Lápis e papel na mão, o jornalista paraguaio aproximou-se de João Saldanha levando a pergunta preparada: "O time já está escalado?" Cansado, depois de quase 22 horas de aviões e aeroportos para ir de Caracas a Assunção, Saldanha respondeu: "Está escalado, sim. Há mais de quatro meses. Para ser exato: está escalado desde fevereiro". Meio desorientado, o jornalista paraguaio saiu para um lado, encostou-se junto a um grupo de jornalistas brasileiros e, ainda perplexo, perguntou: "Desde quando a Seleção do Brasil está treinando?"

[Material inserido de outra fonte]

PR #2278, opened 2026-02-20
docs(git): fixed left/right quotation marks instead of apostrophes

Gotoro:

In all of READMEs in the copy-and-paste snippet code blocks sections instead of normal apostrophes `'` there were left and right quotes surrounding the code, which caused the copy-and-paste to not work:

`‘` U+2018 : LEFT SINGLE QUOTATION MARK {single turned comma quotation mark}
`’` U+2019 : RIGHT SINGLE QUOTATION MARK {single comma quotation mark}

Now they're all replaced with normal apostrophes.

I've used regex to replace them, but I've checked them all manually before submitting a pr.

The only places where those quotes are left in the project are in the `*Follow recommended ‘mini.deps’ installation*` sections and one right quote `’` in `tests/dir-git/help-output:31`: `Remove remote branches that don’t have a local counterpart.` somehow (lol).

### DIFF
--- a/readmes/mini-ai.md
+++ b/readmes/mini-ai.md
@@ -76,8 +76,8 @@ Here are code snippets for some common installation methods (use only one):
 
     | Branch | Code snippet                                                 |
     |--------|--------------------------------------------------------------|
-    | Main   | `add(‘nvim-mini/mini.ai’)`                                   |
-    | Stable | `add({ source = ‘nvim-mini/mini.ai’, checkout = ‘stable’ })` |
+    | Main   | `add('nvim-mini/mini.ai')`                                   |
+    | Stable | `add({ source = 'nvim-mini/mini.ai', checkout = 'stable' })` |
 
 </details>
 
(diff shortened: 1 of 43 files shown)


echasnovski:
Thanks for the PR! Very strange that I haven't noticed this before. I guess it proves that nobody used this part of the README before or that there is not so many 'mini.deps' users :)

One thing, though. All previous changes that touch all modules were done under with the main maintainer as commit author. And I'd prefer to keep it that way, so I'll do these changes myself soon-ish (hopefully tomorrow).

Gotoro:
Okay, cheers! Yeah, I was confused at first, why the snippet wouldn't work

echasnovski:
> Okay, cheers! Yeah, I was confused at first, why the snippet wouldn't work

Thanks for understanding! And congratulations for possibly being the first to actually use them :)

echasnovski:
This should now be resolved on the latest `main`. The `Follow recommended 'mini.deps' installation` was also a mistake and is fixed now. The 'mini.git' test example remains the same since it is what the manual page looks like.

Huge thanks again for noticing!

PR #2284, opened 2026-02-26
feat(jump)!: make dot-repeat jumping separate from regular jumping

### LINKED ISSUE #2054: [mini.jump] Breaks dot-repeat when jumping between repeats
### Contributing guidelines

### Module(s)

mini.jump

### Neovim version

0.11.x

### Description

When dot-repeating a command which includes a jump (e.g. `dt]`), and using a different jump between repeats, the original jump is lost and instead the other jump is repeated.

This works correctly with `mini.jump` disabled.

### Reproduction

    ```lua
    vim.fn.system(clone_cmd)

    vim.cmd('packadd mini.nvim')
    require('mini.deps').setup()

    require('mini.jump').setup()
    ```

4. Enter the following text:
    ```
    [foo, 1]
    [foo, 2]
    [foo, 3]
    ```

5. Move to the beginning of the file: `gg0`
6. Search for `foo`: `/foo<CR>`
7. Jump to the first comma: `f,`
8. Delete until the closing bracket: `dt]`
9. Go to the next search result and jump to the second comma: `nf,`
10. Repeat the deletion: `.`

**Expected result:** Everything up to the next closing bracket should get deleted:

```
[foo]
[foo]
[foo, 3]
```

**Actual result:** Everything up to the next comma gets deleted instead:

```
[foo]
[foo, 3]
```

abeldekat:
Resolve #2054

### DIFF
--- a/lua/mini/jump.lua
+++ b/lua/mini/jump.lua
@@ -181,6 +181,11 @@ MiniJump.state = {
 MiniJump.jump = function(target, backward, till, n_times)
   if H.is_disabled() then return end
 
+  -- If dot-repeating the state needs to be restored after the jump
+  local needs_restore = MiniJump._is_expr and MiniJump.state.mode ~= 'no'
+  MiniJump._is_expr = nil
+  local state_snapshot = needs_restore and vim.deepcopy(MiniJump.state) or nil
+
   -- Cache inputs for future use
   H.update_state(target, backward, till, n_times)
 
@@ -230,6 +235,12 @@ MiniJump.jump = function(target, backward, till, n_times)
   -- Track cursor position to account for movement not caught by `CursorMoved`
   H.cache.latest_cursor = H.get_cursor_data()
   H.cache.has_changed_cursor = not vim.deep_equal(H.cache.latest_cursor, init_cursor_data)
+
+  -- If dot-repeating restore the state to its value from before this jump
+  if needs_restore then
+    state_snapshot.jumping = true
+    MiniJump.state = state_snapshot
+  end
 end
 
 --- Make smart jump
@@ -383,7 +394,8 @@ H.make_expr_jump = function(backward, till)
   return function()
     if H.is_disabled() then return '' end
 
-    H.update_state(nil, backward, till, vim.v.count1)
+    local count = vim.v.count1
+    H.update_state(nil, backward, till, count)
 
     -- Ask for `target` for non-repeating jump as this will be used only in
     -- operator-pending mode. Dot-repeat is supported via expression-mapping.
@@ -398,7 +410,10 @@ H.make_expr_jump = function(backward, till)
       if H.cache.has_changed_cursor then return end
       vim.cmd('undo!')
     end)
-    return 'v<Cmd>lua MiniJump.jump()<CR>'
+
+    -- Encode state in expression for dot-repeat
+    local args = string.format('%s,%s,%s,%s', vim.inspect(target), backward, till, count)
+    return 'v<Cmd>lua MiniJump._is_expr=true; MiniJump.jump(' .. args .. ')<CR>'
   end
 end
 
--- a/tests/test_jump.lua
+++ b/tests/test_jump.lua
@@ -183,6 +183,12 @@ T['state']['updates `mode`'] = function()
 
   type_keys('d', 't', 'e')
   eq(get_state().mode, 'nov')
+  type_keys('V', 't', 'e')
+  eq(get_state().mode, 'V')
+  child.ensure_normal_mode()
+  -- Ensure dot-repeat does not update mode after the jump
+  type_keys('.')
+  eq(get_state().mode, 'V')
   child.lua('MiniJump.stop_jumping()')
 end
 
@@ -402,7 +408,7 @@ T['Jumping with f/t/F/T']['works in Operator-pending mode'] = new_set({
     type_keys('d', '2', key, 'e')
     eq(get_lines(), { line_seq[3] })
 
-    -- Just typing `key` shouldn't repeat action
+    -- Just typing `key` shouldn't repeat motion
     local cur_pos = get_cursor()
     type_keys(key)
     eq(get_cursor(), cur_pos)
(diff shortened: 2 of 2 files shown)


abeldekat:
I am not sure if the extra tests in 'works after jump in Operator-pending mode' are actually needed, as the behavior of `;` has not been changed.
It still reuses the jump from dot-repeat. The motion is only different because dot-repeat itself has been changed.

tests/test_jump.lua
```diff
@@ -582,6 +582,36 @@ T['Jumping with f/t/F/T']['can be dot-repeated if did not jump at first'] = func
   validate('dT', 1, 5, 'abcdg')
 end
 
+T['Jumping with f/t/F/T']['only uses jumps from actions in dot-repeat'] = function()
```
echasnovski: The description of the test case looks confusing to me. Maybe something like "dot-repeat is not affected by regular jumping"?

echasnovski (changes requested):
Thanks for the PR!

The idea and tests overall look good! The large amount of comments is only there because it is possible to focus on little things :)

echasnovski:
Also, please adjust commit message to fit the new PR title. Dot-repeat is technically not only about changes (yank can be dot-repeated under some circumstances, for example).

abeldekat:
> Also, please adjust commit message to fit the new PR title. Dot-repeat is technically not only about changes (yank can be dot-repeated under some circumstances, for example).

Indeed. However, as I understand this PR, the title should be:

"ensure dot-repeat jumping is not affected by regular jumping"

echasnovski:
> Indeed. However, as I understand this PR, the title should be:
> 
> "ensure dot-repeat jumping is not affected by regular jumping"

[It goes both ways](https://github.com/nvim-mini/mini.nvim/pull/2284#discussion_r2858600740). And it is also a breaking change. So updated to be "make dot-repeat jumping separate from regular jumping".

lua/mini/jump.lua
```diff
@@ -398,7 +398,11 @@ H.make_expr_jump = function(backward, till)
       if H.cache.has_changed_cursor then return end
       vim.cmd('undo!')
     end)
-    return 'v<Cmd>lua MiniJump.jump()<CR>'
+
+    -- Encode state in expression for dot-repeat
+    local state = MiniJump.state
```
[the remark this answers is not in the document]
echasnovski: > That change suddenly uses `backward=true` and `till=true`, which might not be what the user expects.

But this is exactly how `nvim --clean` behaves. Which is the main source of truth right now.

tests/test_jump.lua
```diff
@@ -878,6 +908,26 @@ T['Repeat jump with ;']['works after jump in Operator-pending mode'] = function(
...
+
+  type_keys('$', 'T', '3') -- antagonist motion, no count
+  eq(get_lines(), { '3e4e5e6e7e8e' })
+  eq(get_cursor(), { 1, 1 })
+
+  type_keys('.') -- dot-repeat action
+  eq(get_lines(), { '36e7e8e' })
+  eq(get_cursor(), { 1, 1 })
+
+  type_keys(';') -- repeat motion from latest dot-repeat
```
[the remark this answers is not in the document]
abeldekat: I think it should work as expected now.

See MiniJump.expr_jump
See test `T['state']['updates mode']`
See test `T['Repeat jump with ;']['works after jump in Operator-pending mode']`

doc/mini-jump.txt
```diff
@@ -189,6 +189,15 @@ Parameters ~
   previous/current line. Note that with backward jump this might lead to
   cursor being on target if can't be put past the line.
 
+------------------------------------------------------------------------------
+                                                          *MiniJump.expr_jump()*
+                          `MiniJump.expr_jump`({...})
```
echasnovski: No new exported functions, please. This is too much for such a small gain.

I still think that it should be possible to adjust `MiniJump.jump()` to work in this case. Like maybe setting temporary private "flag" inside returned expression (which is executed on every dot-repeat).

echasnovski (changes requested):

doc/mini-jump.txt
abeldekat: Done. I realized I can use `MiniJump.state.mode == 'no' and vim.fn.mode(1) == 'nov'` to distinguish the initial call from `make_expr_jump` from the dot-repeat.

abeldekat: I pushed a new commit

lua/mini/jump.lua
```diff
@@ -181,6 +181,12 @@ MiniJump.state = {
 MiniJump.jump = function(target, backward, till, n_times)
   if H.is_disabled() then return end
 
+  -- If dot-repeating the state needs to be restored after the jump
+  local state_snapshot
+  if MiniJump.is_expr and not (MiniJump.state.mode == 'no' and vim.fn.mode(1) == 'nov') then
```
echasnovski: Why extra check for the forced charwise mode is needed?

lua/mini/jump.lua
```diff
@@ -230,6 +236,12 @@ MiniJump.jump = function(target, backward, till, n_times)
   -- Track cursor position to account for movement not caught by `CursorMoved`
   H.cache.latest_cursor = H.get_cursor_data()
   H.cache.has_changed_cursor = not vim.deep_equal(H.cache.latest_cursor, init_cursor_data)
+
+  -- If dot-repeating restore the state to its value from before this jump
+  if state_snapshot then
+    MiniJump.state = state_snapshot
+    MiniJump.state.jumping = true
+  end
```
echasnovski:
```suggestion
  if needs_restore then
    state_snapshot.jumping = true
    MiniJump.state = state_snapshot
    MiniJump._is_expr = nil
  end
```

tests/test_jump.lua
```diff
@@ -878,6 +910,26 @@ T['Repeat jump with ;']['works after jump in Operator-pending mode'] = function(
   type_keys('d', '2f', 'e', ';')
   eq(get_lines(), { '3e4e5e' })
   eq(get_cursor(), { 1, 3 })
+
+  -- Like nvim --clean, it does not use the latest dot repeat
+  set_lines({ '1e2e3e3e3e4e5e6' })
```
echasnovski: Why is there three `3` 😆 The point is to have a number for each `e` to easily check that the action is over the expected range (without having to count letters).

lua/mini/jump.lua
```diff
@@ -181,6 +181,12 @@ MiniJump.state = {
 MiniJump.jump = function(target, backward, till, n_times)
   if H.is_disabled() then return end
 
+  -- If dot-repeating the state needs to be restored after the jump
+  local state_snapshot
+  if MiniJump.is_expr and not (MiniJump.state.mode == 'no' and vim.fn.mode(1) == 'nov') then
+    state_snapshot = vim.deepcopy(MiniJump.state)
+  end
```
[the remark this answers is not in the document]
abeldekat: Very nice!

abeldekat:
I pushed the new commit

abeldekat:
Strange, some of my review comments end up as 'pending'.


About the question regarding forced charwise mode:

> Why extra check for the forced charwise mode is needed?

`   if MiniJump.is_expr and not (MiniJump.state.mode == 'no' and vim.fn.mode(1) == 'nov') then `

Apologies, I misread the question. Indeed, this is an example of doing too much...
Changed into:   

`local needs_restore = MiniJump._is_expr and MiniJump.state.mode ~= 'no'`

echasnovski:
Thanks again for the PR! I've merged into a temporary branch to polish a bit and then merge into `main`.

echasnovski:
The work from this PR should now be part of the latest `main`. Thanks again for the PR!

Couple of notes:
- After checking the PR locally, I noticed that [this comment](https://github.com/nvim-mini/mini.nvim/pull/2284#discussion_r2859875027) was not really addressed. It went unnoticed primarily because there was no dedicated test added for this.

    The reason for this was that created expression [hard coded the initial target](https://github.com/nvim-mini/mini.nvim/blob/79f34ad725745b5e3e42b6aee83bfb07faf3eeb3/lua/mini/jump.lua#L391). So doing something like `fe` -> `d;` (hard coded `e` as target) -> `fx` -> `.` (still used `e` as target although it should use `x`, as in `nvim --clean`). Using `nil` in case of `repeat_jump` (i.e. `;`) solved the issue.

- Adjusted some tests to be more to the point.

- Added small note in documentation to show that the dot-repeat behavior is intentional (i.e. "as in clean Neovim").

lua/mini/jump.lua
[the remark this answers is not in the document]
yahave: Fixed: changed `as never` to `as unknown as CoachingGuidelineStorePort` as suggested.

PR #2291, opened 2026-03-02
fix(jump): consumes a char on dot-repeat when target not in text

### LINKED ISSUE #2290: [mini.jump] Consumes a char on dot-repeat when target not in text
### Contributing guidelines

### Module(s)

mini.jump

### Neovim version

0.12 (!at least latest Nightly build!)

### Description

Related: Jump consumes characters when it cannot find the target #688

Issue #688 was fixed in commit [4f69339](https://github.com/nvim-mini/mini.nvim/commit/4f6933914b0ac8a3a08d9107c4c4348c9546ac59)

Although the fix was applied with dot-repeat in mind, the test scenario from OP still fails for dot-repeat, also on Neovim v0.9.5

The applied [solution](https://github.com/nvim-mini/mini.nvim/blob/4f6933914b0ac8a3a08d9107c4c4348c9546ac59/lua/mini/jump.lua#L368) does not target dot-repeat, as only the initial jump enters `vim.schedule` in `make_expr`

### Reproduction

```lua
vim.pack.add({ "https://github.com/nvim-mini/mini.nvim" })
require("mini.jump").setup()
```

4. Replace this with description of interactive reproduction steps along with the behavior you observe.
   Feel free to include images/videos/etc, this helps a lot.

https://github.com/user-attachments/assets/ec1790fa-43a2-483b-b352-e4102e9121a2

Text in testfile:

```txt
alice bob mark
alice
```
  
 
- Place cursor on line 1, first column
- Type: `dfm`
- Type: `.`
- Observe that the "a" from "mark" has been consumed

Alternatively:
- Place cursor on line 1, on the "a" in "mark"
- Type: `dfm`
- Type: `.`
- Observe that the "a" from "mark" has been consumed

</details>

abeldekat:
Resolve #2290

### DIFF
--- a/lua/mini/jump.lua
+++ b/lua/mini/jump.lua
@@ -181,6 +181,14 @@ MiniJump.state = {
 MiniJump.jump = function(target, backward, till, n_times)
   if H.is_disabled() then return end
 
+  -- Ensure to undo "consuming a character" effect if there is no target found
+  -- Do it here to act on dot-repeat
+  local has_changed_cursor = false
+  local undo_no_move = function()
+    if not has_changed_cursor then vim.cmd('undo!') end
+  end
+  if MiniJump._is_expr then vim.schedule(undo_no_move) end
+
   -- Dot-repeat should not change the state, so save it to later restore
   local is_dot_repeat = MiniJump._is_expr and not MiniJump._is_expr_init
   MiniJump._is_expr, MiniJump._is_expr_init = nil, nil
@@ -234,7 +242,7 @@ MiniJump.jump = function(target, backward, till, n_times)
 
   -- Track cursor position to account for movement not caught by `CursorMoved`
   H.cache.latest_cursor = H.get_cursor_data()
-  H.cache.has_changed_cursor = not vim.deep_equal(H.cache.latest_cursor, init_cursor_data)
+  has_changed_cursor = not vim.deep_equal(H.cache.latest_cursor, init_cursor_data)
 
   -- Restore the state if needed
   if is_dot_repeat then
@@ -403,11 +411,6 @@ H.make_expr_jump = function(backward, till)
     local target = isnt_repeat_jump and H.get_target() or nil
     if isnt_repeat_jump and target == nil then return '<Esc>' end
     H.update_state(target)
-
-    vim.schedule(function()
-      if H.cache.has_changed_cursor then return end
-      vim.cmd('undo!')
-    end)
 
     -- Set a flag to distinguish first call from dot-repeat
     MiniJump._is_expr_init = true
--- a/tests/test_jump.lua
+++ b/tests/test_jump.lua
@@ -531,15 +531,21 @@ end
 
 T['Jumping with f/t/F/T']['does nothing if there is no place to jump'] = function()
   -- Normal mode
-  local validate_normal = function(keys, start_col, ref_mode)
-    set_lines({ 'abcdefg' })
+  local validate_normal = function(keys, start_col, ref_mode, line)
+    set_lines({ line })
     set_cursor(1, start_col)
 
     type_keys(keys, 'd')
 
     -- It shouldn't move anywhere and should not modify text
     eq(get_cursor(), { 1, start_col })
-    eq(get_lines(), { 'abcdefg' })
+    eq(get_lines(), { line })
+    eq(child.fn.mode(), ref_mode)
+
+    -- The above applies to subsequent dot-repeats as well
+    type_keys('.')
+    eq(get_cursor(), { 1, start_col })
+    eq(get_lines(), { line })
     eq(child.fn.mode(), ref_mode)
 
     -- Ensure there is no jumping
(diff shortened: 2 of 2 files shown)


abeldekat:
I wonder if the vim.schedule for undo could also be achieved with a one-time mode change event.

echasnovski:
Thanks for the PR!

My initial impression is that the change does more than is needed to fix the described issue. **Or** it fixes more than described in the commit or issue.

Because the part of "works on first try but doesn't work on dot-repeat" is probably meant to be fixed by moving the logic from `make_expr_jump` into `jump()` itself. Especially since there is a `MiniJump._is_exp` private indicator.

I think the following should fix the issue:

```diff
diff --git a/lua/mini/jump.lua b/lua/mini/jump.lua
index 3ac813d8..7165a1bf 100644
--- a/lua/mini/jump.lua
+++ b/lua/mini/jump.lua
@@ -181,6 +181,14 @@ MiniJump.state = {
 MiniJump.jump = function(target, backward, till, n_times)
   if H.is_disabled() then return end
 
+  -- Ensure to undo "consuming a character" effect if there is no target found
+  -- Do it here to act on dot-repeat
+  local has_changed_cursor = false
+  local undo_no_move = function()
+    if not has_changed_cursor then vim.cmd('undo!') end
+  end
+  if MiniJump._is_expr then vim.schedule(undo_no_move) end
+
   -- Dot-repeat should not change the state, so save it to later restore
   local is_dot_repeat = MiniJump._is_expr and not MiniJump._is_expr_init
   MiniJump._is_expr, MiniJump._is_expr_init = nil, nil
@@ -234,7 +242,7 @@ MiniJump.jump = function(target, backward, till, n_times)
 
   -- Track cursor position to account for movement not caught by `CursorMoved`
   H.cache.latest_cursor = H.get_cursor_data()
-  H.cache.has_changed_cursor = not vim.deep_equal(H.cache.latest_cursor, init_cursor_data)
+  has_changed_cursor = not vim.deep_equal(H.cache.latest_cursor, init_cursor_data)
 
   -- Restore the state if needed
   if is_dot_repeat then
@@ -404,11 +412,6 @@ H.make_expr_jump = function(backward, till)
     if isnt_repeat_jump and target == nil then return '<Esc>' end
     H.update_state(target)
 
-    vim.schedule(function()
-      if H.cache.has_changed_cursor then return end
-      vim.cmd('undo!')
-    end)
-
     -- Set a flag to distinguish first call from dot-repeat
     MiniJump._is_expr_init = true
 
```

abeldekat:
> My initial impression is...

Yes, you are right. I even started with another version of your approach.

Whilst working on the issue, I encountered behavior which I thought to be a bug. Only on the last moment I saw that it was to be [expected](https://github.com/nvim-mini/mini.nvim/blob/0098de999048af0539183d625c52d733318a441b/tests/test_jump.lua#L717), also understanding [this](https://github.com/nvim-mini/mini.nvim/blob/0098de999048af0539183d625c52d733318a441b/tests/test_jump.lua#L520) test.

Because of that misperception, I thought I needed to get rid of [this](https://github.com/nvim-mini/mini.nvim/blob/0098de999048af0539183d625c52d733318a441b/lua/mini/jump.lua#L201) early return.

I submitted the current version because it worked and I think it has two main benefits:

- Only check if [target](https://github.com/nvim-mini/mini.nvim/blob/0098de999048af0539183d625c52d733318a441b/lua/mini/jump.lua#L200) is present when absolutely necessary
- No need to check if the cursor has changed in order to undo, as that check is a derivative of knowing that a successful jump has occurred. I can schedule a direct undo. 

Would you like me to resubmit with your version?

echasnovski:
> I submitted the current version because it worked and I think it has two main benefits:
> 
>     * Only check if [target](https://github.com/nvim-mini/mini.nvim/blob/0098de999048af0539183d625c52d733318a441b/lua/mini/jump.lua#L200) is present when absolutely necessary
> 
>     * No need to check if the cursor has changed in order to undo, as that check is a derivative of knowing that a successful jump has occurred. I can schedule a direct undo.

Both of these are nice improvements, but they are not about fixing the issue. It is hard to see if the approach is good if it does several things at once (i.e. fixes the issue and refactors the code to address two points above). I am not opposed to refactor but it needs to be a separate commit *that doesn't touch tests and still passes them*.

So I think following "as less diff as possible" while fixing the issue is a better approach here. If my above diff works, let's use it at least for now.

abeldekat:
> If my above diff works, let's use it at least for now.

Done.

Would you accept a refactoring pr?

echasnovski:
> Would you accept a refactoring pr?

Maybe after this is merged. But there are some other things in `jump()` code that caught my eye as worth addressing (it is a fairly old code). So there will be a lot of nit picking.

echasnovski:
Since tests fail on Nightly (due to upstream neovim/neovim#38137), I've merged into temporary branch to polish and push manually.

Thanks again for noticing the issue and doing the PR!

**Edit**: Should now be part of the `main` with a bit adjusted test code and commit message.

PR #2295, opened 2026-03-04
test(ALL): on Nightly `nvim_win_get_config ()` always returns "style"

abeldekat:
See PR 38122 in neovim/neovim

### DIFF
--- a/doc/mini-files.txt
+++ b/doc/mini-files.txt
@@ -367,7 +367,6 @@ Callback for each file action event will receive `data` field
 - <to> - full path of entry after action (`nil` for permanent "delete" action).
 
 ------------------------------------------------------------------------------
-                                                            *MiniFiles-examples*
 # Toggle explorer ~
 
 Use a combination of |MiniFiles.open()| and |MiniFiles.close()|: >lua
@@ -404,6 +403,11 @@ updated internally. Use `MiniFilesWindowUpdate` event for them: >lua
 
       -- Ensure fixed height
       config.height = 10
+
+------------------------------------------------------------------------------
+                                                            *MiniFiles-examples*
+      -- Ensure style
+      config.style = nil
 
       -- Ensure no title padding
       local n = #config.title
--- a/lua/mini/files.lua
+++ b/lua/mini/files.lua
@@ -398,6 +398,9 @@
 ---
 ---       -- Ensure fixed height
 ---       config.height = 10
+
+---       -- Ensure style
+---       config.style = nil
 ---
 ---       -- Ensure no title padding
 ---       local n = #config.title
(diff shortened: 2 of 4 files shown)


echasnovski:
Thanks for the PR!

Couple of notes about the commit message (I should probably document that in "MAINTAINING.md"...):
- Please use "Nightly" in commit message and not "nightly". This makes it consistent across commits and might help when searching through them.
- All function names should be in `` ` `` quotes. Ideally with `()` suffix, but sometimes okay to omit if there is no other good way to make first the title message shorter.
- Using `#38122` notation means that it links to issue/PR/discussion in this repository. Linking to other repository is done like `neovim/neovim#38122`, but please don't link like this in commit message because it will result in several mentions in that issue/PR (like after rebasing and similar). So in this case I usually prefer something like "See PR 38112 in neovim/neovim".
- Please preface any extra details in the commit body with "Details" line. This will potentially make it easier to parse commits for details.

---

As there is another failing test on Nightly, could you please take a look at it? I have a feeling it might be an actual Neovim regression, though, but let's hope it is not.

abeldekat:
I resubmitted and will look at the other failing test

echasnovski:
> So in this case I usually prefer something like "See PR 38112 in neovim/neovim".

Wait, it is 38122, not 38112. Sorry.

abeldekat:
New push....)

abeldekat:
@echasnovski, the following test fails for mini.files:

```txt
FAIL in tests/test_files.lua | Events | `MiniFilesWindowUpdate` can customize internally set window config parts:
  Failed expectation for screenshot equality to reference at "tests/screenshots/tests-test_files.lua---Events---`MiniFilesWindowUpdate`-can-customize-internally-set-window-config-parts"
  Cause: different `attr` cell at line 2 column 56, reference = "6", observed = "5"
```

This is also caused by PR 38122 in neovim/neovim: "fix(api): return "style" in nvim_win_get_config()"

The preceding commit(84d84) from PR 38138 "fix(window): style=minimal window loses local options when switching buffers#38138" passes

echasnovski:
> This is also caused by PR 38122 in neovim/neovim: "fix(api): return "style" in nvim_win_get_config()"

I see. Still needs to be adjusted, as the test is about for the officially documented example in `MiniFiles-examples`. Probably explicitly setting `config.style = nil` should be enough. Otherwise it will not show cursorline in explorer windows, it seems.

abeldekat:
> Still needs to be adjusted...

Done

echasnovski:
> > Still needs to be adjusted...
> 
> Done

Thanks! Not a big problem to adjust in 'mini.files', but I wonder if [this is better be reverted upstream](https://github.com/neovim/neovim/pull/38122#issuecomment-3996994189).

echasnovski:
Let's wait for the resolution of neovim/neovim#38152. The 'mini.files' fix (which is a bit flawed in its current form, by the way) won't be needed if that is merged.

echasnovski:
Thanks again for the PR!

Part of this (the `test(map)` case) should now be in the `main` branch. I was *this close* to merging the adjusted 'mini.files' fix, but it looks like neovim/neovim#38152 will get merged and it won't be needed.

Para o espanto do jornalista paraguaio e para a alegre surpresa da própria torcida brasileira, que vê a Seleção entrar no caminho da Copa, a explicação é uma só: muita coisa mudou no futebol brasileiro. Daquele futebol, enfeitado de títulos, que não soube carregar as próprias glórias e fracassou na Inglaterra em 1966, restaram estranhamente vários jogadores e, com eles, uma grande lição de humildade. Mas, o que mudou no futebol brasileiro, se oito titulares do time de Saldanha (Carlos Alberto, Djalma Dias, Rildo, Gérson, Jairzinho, Tostão, Pelé e Edu) estavam entre os convocados de 1966? A Seleção do Brasil foi o bolo principal de uma grande festa - a Copa do Mundo. Cada clube, dirigente ou Estado sempre procurou tirar a fatia maior. Quando os brasileiros compareceram na qualidade de convidados especiais, como em 1958 e 1962, tudo terminou bem. Mas, quando os ingleses resolveram organizar a festa para si mesmos, o resultado para os brasileiros foi uma terrível indigestão - de cujos efeitos muita gente se lamenta ainda hoje. A primeira mudança começou aí. Perdido o tri, descobriu-se que era falsa a idéia de que bastavam onze brasileiros para arrasar qualquer adversário, decretou-se o fim dos regionalismos e até hoje ninguém se preocupou em contar quantos paulistas e quantos cariocas existem na seleção de Saldanha. Este time, que está ganhando as eliminatórias para ir ao México em 1970, pode não ser perfeito. Mas é um time que traz uma nova mentalidade para o futebol brasileiro. Nele não há lugar para estrelas ou vedetes: Pelé, o transcendental Pelé, aceita deliberadamente uma função tática quase incompatível com as suas glórias, em favor do conjunto, da vitória.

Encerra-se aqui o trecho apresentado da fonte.